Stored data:
____

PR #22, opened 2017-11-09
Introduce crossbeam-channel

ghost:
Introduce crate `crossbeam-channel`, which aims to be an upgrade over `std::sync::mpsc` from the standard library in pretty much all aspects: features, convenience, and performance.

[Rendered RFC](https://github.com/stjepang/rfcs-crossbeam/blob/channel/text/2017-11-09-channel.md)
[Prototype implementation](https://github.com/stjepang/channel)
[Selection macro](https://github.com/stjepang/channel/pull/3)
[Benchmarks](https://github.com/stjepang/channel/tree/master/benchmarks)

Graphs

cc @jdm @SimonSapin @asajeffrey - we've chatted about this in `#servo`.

____

WHAT THIS TASK INVOLVES
Where a line of the entries contains the word "Introduce", copy that line.

YOUR SOLUTION
Introduce crossbeam-channel
Introduce crate `crossbeam-channel`, which aims to be an upgrade over `std::sync::mpsc` from the standard library in pretty much all aspects: features, convenience, and performance.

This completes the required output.